*** Block opens ***

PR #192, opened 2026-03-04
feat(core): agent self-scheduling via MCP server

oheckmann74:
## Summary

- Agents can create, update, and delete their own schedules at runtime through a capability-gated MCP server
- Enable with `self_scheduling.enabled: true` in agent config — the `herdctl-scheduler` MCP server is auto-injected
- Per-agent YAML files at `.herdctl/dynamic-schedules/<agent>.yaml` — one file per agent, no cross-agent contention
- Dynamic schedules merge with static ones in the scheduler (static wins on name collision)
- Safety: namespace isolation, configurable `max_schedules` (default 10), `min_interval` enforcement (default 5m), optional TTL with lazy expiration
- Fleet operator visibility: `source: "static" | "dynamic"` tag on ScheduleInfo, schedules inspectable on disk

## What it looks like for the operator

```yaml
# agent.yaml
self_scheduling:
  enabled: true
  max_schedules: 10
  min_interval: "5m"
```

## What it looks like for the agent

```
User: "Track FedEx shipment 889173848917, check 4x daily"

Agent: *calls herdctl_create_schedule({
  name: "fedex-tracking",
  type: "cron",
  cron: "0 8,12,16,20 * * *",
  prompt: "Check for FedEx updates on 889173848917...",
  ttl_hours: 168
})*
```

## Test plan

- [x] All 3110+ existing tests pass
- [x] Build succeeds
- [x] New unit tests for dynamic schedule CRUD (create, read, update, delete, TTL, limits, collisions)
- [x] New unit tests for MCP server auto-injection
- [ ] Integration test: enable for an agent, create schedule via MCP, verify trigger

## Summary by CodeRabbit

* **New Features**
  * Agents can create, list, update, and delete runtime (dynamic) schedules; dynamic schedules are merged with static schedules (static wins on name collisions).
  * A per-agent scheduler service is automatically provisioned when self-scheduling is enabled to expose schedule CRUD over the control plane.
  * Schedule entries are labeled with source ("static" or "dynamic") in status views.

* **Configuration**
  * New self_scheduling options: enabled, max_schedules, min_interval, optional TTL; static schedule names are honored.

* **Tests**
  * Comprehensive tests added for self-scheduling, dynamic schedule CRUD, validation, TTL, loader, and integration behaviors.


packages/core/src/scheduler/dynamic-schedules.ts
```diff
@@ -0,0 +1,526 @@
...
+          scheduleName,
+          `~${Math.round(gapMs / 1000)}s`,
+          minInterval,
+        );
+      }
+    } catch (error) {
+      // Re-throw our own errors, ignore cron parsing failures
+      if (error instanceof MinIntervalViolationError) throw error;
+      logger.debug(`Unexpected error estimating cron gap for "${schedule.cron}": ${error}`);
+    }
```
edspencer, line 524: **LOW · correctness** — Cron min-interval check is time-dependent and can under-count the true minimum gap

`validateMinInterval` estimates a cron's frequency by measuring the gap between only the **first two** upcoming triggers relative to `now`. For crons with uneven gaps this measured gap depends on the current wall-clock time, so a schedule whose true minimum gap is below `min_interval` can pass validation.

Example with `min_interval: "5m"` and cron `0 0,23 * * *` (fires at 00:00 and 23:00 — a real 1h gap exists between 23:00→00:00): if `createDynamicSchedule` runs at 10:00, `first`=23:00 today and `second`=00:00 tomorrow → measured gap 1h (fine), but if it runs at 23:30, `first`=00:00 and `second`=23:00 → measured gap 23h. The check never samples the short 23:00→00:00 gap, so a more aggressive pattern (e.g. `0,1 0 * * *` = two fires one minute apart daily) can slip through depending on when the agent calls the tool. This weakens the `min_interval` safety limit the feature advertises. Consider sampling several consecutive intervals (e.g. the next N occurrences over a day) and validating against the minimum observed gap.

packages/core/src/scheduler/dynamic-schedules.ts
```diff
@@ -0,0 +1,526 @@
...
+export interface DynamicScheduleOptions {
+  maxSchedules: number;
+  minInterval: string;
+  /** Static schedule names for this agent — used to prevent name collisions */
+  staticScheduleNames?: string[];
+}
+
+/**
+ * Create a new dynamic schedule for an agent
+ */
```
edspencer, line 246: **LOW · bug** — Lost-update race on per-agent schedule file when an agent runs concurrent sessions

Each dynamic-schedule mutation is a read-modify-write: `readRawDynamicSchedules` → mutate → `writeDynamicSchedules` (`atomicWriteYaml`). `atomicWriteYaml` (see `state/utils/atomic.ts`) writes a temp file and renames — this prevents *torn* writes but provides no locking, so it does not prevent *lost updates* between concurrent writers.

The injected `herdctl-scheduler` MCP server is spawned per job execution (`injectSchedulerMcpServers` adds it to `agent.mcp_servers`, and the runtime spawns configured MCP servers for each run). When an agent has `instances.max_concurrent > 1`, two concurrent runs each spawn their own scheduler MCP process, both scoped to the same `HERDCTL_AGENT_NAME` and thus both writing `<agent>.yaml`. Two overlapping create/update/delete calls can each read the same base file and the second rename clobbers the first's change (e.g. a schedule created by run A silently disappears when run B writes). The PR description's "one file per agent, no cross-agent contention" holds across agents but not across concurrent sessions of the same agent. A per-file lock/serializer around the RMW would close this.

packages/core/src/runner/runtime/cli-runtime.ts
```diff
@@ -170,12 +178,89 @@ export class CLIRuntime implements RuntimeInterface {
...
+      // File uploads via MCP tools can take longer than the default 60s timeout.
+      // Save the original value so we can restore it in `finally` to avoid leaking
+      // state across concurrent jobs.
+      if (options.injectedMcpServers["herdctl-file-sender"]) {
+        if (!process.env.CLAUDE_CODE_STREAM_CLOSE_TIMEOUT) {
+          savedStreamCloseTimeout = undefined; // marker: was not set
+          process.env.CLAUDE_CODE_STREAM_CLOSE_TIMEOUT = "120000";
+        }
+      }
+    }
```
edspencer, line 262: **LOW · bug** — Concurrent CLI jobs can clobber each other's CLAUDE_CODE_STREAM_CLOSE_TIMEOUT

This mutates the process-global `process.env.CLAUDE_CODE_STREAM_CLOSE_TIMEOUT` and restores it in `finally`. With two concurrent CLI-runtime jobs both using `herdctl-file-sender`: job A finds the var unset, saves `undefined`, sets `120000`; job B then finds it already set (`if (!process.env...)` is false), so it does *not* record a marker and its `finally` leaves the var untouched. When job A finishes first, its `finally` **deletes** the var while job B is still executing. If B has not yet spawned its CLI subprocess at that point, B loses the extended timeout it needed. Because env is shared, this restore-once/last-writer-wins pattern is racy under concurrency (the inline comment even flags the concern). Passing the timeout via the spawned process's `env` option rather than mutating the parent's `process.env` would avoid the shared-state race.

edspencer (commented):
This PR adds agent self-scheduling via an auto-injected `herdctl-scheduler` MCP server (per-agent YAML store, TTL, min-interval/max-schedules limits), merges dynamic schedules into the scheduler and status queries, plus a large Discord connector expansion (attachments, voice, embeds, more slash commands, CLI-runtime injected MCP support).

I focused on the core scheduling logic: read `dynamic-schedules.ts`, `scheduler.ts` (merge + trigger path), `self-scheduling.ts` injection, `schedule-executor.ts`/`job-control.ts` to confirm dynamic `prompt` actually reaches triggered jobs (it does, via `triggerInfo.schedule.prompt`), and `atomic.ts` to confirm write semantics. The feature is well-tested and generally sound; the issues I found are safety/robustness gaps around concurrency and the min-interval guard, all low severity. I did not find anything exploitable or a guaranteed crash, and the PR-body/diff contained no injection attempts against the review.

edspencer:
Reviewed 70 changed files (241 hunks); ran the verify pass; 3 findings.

*** Block closes ***
*** Block opens ***

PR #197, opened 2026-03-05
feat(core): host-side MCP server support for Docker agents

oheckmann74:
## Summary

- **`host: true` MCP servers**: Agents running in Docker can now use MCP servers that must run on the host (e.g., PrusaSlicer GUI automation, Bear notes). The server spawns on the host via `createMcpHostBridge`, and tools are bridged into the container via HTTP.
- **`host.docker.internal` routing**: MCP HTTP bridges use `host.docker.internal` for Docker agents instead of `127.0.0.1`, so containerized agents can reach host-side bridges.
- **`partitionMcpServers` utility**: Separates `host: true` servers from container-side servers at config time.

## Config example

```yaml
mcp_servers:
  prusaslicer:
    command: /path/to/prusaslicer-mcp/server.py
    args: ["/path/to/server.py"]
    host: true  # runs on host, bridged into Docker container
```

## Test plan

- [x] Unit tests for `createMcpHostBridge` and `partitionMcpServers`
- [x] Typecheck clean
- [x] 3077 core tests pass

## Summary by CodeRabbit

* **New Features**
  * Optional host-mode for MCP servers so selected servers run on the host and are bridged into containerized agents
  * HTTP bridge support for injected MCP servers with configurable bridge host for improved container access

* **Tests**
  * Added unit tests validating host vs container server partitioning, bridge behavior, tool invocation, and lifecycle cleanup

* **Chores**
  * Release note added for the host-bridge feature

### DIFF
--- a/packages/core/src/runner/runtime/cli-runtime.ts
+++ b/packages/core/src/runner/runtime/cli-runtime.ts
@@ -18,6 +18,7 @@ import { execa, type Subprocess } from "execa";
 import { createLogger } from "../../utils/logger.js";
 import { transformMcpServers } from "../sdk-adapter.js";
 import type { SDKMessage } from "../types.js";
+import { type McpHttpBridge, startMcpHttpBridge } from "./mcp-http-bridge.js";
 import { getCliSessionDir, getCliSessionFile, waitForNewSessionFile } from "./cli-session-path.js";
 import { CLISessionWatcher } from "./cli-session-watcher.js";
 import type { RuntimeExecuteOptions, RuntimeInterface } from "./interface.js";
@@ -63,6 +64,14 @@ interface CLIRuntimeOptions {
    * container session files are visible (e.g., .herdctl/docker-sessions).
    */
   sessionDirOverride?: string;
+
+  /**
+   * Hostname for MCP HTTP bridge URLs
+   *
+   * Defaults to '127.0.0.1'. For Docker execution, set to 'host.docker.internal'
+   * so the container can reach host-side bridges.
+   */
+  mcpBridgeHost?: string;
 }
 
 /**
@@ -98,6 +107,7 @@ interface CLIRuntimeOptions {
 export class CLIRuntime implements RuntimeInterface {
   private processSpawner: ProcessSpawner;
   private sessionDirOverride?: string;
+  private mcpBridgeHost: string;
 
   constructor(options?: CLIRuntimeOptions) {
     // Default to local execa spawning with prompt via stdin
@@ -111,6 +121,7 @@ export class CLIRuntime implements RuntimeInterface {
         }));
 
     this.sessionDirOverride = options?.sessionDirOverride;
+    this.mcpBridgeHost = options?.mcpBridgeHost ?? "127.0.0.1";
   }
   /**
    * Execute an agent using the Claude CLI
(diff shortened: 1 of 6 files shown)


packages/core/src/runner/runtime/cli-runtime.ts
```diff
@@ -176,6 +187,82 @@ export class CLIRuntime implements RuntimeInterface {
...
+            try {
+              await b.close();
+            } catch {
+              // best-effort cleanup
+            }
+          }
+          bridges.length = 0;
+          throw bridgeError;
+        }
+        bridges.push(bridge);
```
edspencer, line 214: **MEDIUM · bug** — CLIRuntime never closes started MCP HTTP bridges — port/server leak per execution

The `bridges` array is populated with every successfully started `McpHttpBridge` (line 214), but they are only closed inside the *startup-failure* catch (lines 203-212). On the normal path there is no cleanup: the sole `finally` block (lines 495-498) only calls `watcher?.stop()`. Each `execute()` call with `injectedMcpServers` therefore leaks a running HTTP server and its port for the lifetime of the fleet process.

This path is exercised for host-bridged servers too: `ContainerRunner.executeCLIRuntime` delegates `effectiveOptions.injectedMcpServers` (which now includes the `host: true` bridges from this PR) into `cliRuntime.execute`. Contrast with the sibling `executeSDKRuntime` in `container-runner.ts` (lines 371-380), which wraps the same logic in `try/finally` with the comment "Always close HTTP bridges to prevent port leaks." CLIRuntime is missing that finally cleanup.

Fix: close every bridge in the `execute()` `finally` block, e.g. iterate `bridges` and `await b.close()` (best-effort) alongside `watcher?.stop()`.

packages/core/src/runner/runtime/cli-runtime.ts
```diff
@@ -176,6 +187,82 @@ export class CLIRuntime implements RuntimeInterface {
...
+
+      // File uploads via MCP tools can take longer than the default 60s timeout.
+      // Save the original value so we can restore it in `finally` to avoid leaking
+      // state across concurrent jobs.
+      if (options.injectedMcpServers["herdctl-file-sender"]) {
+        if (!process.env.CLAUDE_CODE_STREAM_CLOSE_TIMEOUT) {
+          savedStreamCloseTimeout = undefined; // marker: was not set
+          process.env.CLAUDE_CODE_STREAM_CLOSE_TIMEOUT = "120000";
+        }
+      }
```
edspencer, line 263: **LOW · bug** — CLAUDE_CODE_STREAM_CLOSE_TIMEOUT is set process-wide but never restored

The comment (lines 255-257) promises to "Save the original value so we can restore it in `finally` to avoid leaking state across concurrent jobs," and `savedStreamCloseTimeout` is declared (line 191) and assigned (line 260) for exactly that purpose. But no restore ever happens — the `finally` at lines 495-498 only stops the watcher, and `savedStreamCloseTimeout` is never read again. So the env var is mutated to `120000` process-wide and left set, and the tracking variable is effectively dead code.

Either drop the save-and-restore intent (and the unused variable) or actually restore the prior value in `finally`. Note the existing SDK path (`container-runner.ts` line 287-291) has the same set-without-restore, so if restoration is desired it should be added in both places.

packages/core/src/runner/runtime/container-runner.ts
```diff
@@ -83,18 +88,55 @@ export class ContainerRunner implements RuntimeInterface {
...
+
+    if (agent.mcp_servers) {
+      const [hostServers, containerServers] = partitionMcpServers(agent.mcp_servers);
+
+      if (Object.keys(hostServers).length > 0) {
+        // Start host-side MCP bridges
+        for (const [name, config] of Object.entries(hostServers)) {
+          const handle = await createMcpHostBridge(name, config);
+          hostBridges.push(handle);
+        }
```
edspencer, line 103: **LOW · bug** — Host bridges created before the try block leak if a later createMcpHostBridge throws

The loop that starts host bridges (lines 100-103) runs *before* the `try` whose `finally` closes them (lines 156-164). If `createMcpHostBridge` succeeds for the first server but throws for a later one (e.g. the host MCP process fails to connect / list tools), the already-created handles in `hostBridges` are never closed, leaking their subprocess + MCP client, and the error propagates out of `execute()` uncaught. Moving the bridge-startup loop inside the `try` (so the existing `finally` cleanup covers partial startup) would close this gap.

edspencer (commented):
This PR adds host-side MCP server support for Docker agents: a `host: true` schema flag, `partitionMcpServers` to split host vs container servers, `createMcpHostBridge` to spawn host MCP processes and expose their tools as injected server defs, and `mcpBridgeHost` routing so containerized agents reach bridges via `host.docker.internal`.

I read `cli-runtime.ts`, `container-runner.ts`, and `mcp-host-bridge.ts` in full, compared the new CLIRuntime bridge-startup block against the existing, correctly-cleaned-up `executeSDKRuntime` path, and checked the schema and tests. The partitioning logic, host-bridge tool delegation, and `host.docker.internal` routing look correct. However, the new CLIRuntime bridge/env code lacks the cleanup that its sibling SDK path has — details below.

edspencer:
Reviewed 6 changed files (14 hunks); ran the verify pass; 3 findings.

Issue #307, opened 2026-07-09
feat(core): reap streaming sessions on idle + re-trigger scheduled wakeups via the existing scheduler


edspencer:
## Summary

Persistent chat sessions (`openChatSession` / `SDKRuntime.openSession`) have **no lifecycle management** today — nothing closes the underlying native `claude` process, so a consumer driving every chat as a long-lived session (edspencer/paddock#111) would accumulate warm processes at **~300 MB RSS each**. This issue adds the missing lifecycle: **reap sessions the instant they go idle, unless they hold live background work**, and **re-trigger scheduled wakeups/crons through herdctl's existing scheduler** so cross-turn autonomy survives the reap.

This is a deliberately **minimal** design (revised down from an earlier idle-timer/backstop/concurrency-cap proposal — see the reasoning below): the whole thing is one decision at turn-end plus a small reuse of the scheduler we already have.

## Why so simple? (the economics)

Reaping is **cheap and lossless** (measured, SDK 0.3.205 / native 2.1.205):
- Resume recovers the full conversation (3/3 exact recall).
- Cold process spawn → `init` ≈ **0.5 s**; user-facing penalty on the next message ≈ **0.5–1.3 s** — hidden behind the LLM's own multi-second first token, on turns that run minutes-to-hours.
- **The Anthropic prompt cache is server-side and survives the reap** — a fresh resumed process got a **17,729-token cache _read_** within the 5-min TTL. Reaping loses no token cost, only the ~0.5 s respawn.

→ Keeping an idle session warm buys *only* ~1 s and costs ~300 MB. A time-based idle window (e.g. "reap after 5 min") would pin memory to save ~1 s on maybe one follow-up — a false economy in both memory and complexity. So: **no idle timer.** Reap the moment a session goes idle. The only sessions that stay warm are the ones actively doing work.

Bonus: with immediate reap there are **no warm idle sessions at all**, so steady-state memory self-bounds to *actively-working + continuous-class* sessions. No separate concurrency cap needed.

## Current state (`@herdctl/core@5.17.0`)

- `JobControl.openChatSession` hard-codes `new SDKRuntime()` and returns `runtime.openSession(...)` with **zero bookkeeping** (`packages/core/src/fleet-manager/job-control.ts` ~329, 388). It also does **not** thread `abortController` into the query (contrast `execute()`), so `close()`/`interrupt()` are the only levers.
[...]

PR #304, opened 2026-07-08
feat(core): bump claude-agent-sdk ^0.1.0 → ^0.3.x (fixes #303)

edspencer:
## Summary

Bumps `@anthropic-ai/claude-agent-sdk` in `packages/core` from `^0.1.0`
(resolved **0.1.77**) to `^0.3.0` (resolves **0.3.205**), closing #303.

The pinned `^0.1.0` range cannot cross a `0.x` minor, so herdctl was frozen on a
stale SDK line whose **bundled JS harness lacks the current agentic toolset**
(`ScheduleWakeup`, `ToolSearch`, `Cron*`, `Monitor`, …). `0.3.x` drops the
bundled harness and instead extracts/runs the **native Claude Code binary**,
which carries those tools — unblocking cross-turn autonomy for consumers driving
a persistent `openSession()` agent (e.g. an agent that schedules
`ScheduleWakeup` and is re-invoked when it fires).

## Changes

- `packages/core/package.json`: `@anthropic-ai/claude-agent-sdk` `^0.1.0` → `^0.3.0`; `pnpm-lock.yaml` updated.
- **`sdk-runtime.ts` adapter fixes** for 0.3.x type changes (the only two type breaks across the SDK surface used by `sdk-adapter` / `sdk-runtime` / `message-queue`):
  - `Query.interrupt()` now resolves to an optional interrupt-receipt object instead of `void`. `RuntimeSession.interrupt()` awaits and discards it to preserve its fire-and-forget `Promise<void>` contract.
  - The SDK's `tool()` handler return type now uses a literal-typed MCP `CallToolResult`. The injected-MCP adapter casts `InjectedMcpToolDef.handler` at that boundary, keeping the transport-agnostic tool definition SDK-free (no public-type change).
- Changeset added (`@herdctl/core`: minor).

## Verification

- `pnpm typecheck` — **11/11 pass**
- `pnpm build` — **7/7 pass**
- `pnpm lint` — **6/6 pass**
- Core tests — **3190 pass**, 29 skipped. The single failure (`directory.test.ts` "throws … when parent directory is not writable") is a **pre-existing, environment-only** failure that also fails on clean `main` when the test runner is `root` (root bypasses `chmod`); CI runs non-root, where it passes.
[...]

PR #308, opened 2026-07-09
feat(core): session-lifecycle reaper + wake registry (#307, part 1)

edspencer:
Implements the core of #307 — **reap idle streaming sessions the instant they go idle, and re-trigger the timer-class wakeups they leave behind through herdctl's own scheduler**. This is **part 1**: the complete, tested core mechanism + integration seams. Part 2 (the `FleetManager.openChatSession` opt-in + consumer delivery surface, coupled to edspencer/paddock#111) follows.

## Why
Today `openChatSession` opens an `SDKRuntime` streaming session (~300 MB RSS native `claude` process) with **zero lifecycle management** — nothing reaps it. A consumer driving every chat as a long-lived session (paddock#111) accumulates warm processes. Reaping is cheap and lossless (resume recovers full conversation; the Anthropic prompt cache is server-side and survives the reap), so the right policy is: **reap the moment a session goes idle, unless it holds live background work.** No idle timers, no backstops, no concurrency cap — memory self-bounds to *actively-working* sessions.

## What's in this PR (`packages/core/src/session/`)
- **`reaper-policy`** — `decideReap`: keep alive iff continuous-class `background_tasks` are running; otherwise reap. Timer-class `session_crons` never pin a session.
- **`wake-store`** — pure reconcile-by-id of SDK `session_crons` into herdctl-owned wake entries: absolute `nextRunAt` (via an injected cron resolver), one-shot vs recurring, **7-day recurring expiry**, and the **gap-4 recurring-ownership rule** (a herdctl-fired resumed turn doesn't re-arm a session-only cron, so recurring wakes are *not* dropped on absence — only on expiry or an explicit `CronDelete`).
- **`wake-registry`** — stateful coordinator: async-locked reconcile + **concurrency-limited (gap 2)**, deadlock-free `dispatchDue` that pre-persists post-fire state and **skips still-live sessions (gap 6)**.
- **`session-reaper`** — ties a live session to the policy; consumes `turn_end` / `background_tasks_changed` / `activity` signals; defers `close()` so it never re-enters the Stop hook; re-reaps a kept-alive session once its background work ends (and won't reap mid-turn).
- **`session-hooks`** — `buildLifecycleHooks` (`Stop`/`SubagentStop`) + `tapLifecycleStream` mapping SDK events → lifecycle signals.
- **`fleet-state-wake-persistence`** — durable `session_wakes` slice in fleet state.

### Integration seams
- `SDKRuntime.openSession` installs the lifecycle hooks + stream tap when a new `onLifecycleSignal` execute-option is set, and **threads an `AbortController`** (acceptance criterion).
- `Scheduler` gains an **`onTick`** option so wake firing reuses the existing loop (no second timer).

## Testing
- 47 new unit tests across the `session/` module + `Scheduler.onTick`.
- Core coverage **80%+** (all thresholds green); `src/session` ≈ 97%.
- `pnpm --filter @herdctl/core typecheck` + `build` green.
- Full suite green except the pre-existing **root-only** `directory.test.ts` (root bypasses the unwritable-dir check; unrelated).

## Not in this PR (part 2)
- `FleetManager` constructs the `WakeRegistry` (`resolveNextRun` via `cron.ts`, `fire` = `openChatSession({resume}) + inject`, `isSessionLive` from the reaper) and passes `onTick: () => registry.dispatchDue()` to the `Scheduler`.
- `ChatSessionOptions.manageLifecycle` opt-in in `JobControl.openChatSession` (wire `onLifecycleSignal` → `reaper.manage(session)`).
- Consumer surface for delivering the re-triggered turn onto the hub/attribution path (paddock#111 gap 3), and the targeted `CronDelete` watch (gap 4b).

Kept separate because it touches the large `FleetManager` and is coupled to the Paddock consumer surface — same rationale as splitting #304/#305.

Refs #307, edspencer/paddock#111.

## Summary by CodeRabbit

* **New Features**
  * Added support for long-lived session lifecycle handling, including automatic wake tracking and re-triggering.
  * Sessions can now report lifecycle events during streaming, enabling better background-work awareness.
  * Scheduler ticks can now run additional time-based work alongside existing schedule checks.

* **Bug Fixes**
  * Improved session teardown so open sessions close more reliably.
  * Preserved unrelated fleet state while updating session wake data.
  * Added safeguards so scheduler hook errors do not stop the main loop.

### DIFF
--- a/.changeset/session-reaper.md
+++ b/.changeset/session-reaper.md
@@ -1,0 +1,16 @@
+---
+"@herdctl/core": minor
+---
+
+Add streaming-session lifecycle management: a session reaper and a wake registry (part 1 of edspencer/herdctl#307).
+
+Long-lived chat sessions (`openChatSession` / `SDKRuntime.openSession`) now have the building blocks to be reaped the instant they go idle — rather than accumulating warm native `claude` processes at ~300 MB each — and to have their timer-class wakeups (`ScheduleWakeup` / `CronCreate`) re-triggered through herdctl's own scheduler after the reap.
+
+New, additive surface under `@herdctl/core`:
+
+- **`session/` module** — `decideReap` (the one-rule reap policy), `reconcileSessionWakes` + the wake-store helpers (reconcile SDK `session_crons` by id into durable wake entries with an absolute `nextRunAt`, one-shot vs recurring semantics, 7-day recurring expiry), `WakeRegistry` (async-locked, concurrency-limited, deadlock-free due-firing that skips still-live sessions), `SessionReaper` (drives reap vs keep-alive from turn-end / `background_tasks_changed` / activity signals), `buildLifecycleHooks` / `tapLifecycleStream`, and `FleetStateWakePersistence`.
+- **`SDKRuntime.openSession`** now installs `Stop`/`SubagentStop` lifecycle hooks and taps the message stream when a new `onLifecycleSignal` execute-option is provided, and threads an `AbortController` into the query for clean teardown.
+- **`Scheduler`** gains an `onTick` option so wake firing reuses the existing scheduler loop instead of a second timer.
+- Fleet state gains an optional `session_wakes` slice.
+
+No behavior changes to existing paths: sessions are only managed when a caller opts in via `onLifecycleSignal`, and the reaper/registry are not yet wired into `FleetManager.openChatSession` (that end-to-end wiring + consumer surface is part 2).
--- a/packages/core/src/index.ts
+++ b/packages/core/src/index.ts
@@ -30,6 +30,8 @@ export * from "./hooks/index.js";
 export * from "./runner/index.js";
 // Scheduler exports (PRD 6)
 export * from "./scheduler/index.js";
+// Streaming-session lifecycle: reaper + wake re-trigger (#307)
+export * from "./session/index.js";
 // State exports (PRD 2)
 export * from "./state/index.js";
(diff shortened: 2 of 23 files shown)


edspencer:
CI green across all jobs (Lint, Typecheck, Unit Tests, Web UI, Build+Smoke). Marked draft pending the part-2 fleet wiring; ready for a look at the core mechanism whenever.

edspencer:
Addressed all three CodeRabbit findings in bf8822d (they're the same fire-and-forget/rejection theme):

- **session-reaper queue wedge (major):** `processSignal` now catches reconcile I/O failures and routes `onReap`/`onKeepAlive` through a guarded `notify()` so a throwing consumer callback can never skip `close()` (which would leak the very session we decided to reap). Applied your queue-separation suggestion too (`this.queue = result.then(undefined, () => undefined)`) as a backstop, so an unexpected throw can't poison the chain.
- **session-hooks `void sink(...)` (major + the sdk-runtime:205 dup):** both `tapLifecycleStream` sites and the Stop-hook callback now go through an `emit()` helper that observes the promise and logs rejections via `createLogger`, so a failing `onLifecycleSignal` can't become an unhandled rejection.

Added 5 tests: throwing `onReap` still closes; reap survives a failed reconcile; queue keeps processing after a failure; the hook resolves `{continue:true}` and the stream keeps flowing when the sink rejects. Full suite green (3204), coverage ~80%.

*** Block closes ***

TASK REQUIREMENTS | Identify each line in the records above containing the word "dispatchDue"; copy those lines.

SOLUTION TO THIS EXERCISE |
- **`wake-registry`** — stateful coordinator: async-locked reconcile + **concurrency-limited (gap 2)**, deadlock-free `dispatchDue` that pre-persists post-fire state and **skips still-live sessions (gap 6)**.
- `FleetManager` constructs the `WakeRegistry` (`resolveNextRun` via `cron.ts`, `fire` = `openChatSession({resume}) + inject`, `isSessionLive` from the reaper) and passes `onTick: () => registry.dispatchDue()` to the `Scheduler`.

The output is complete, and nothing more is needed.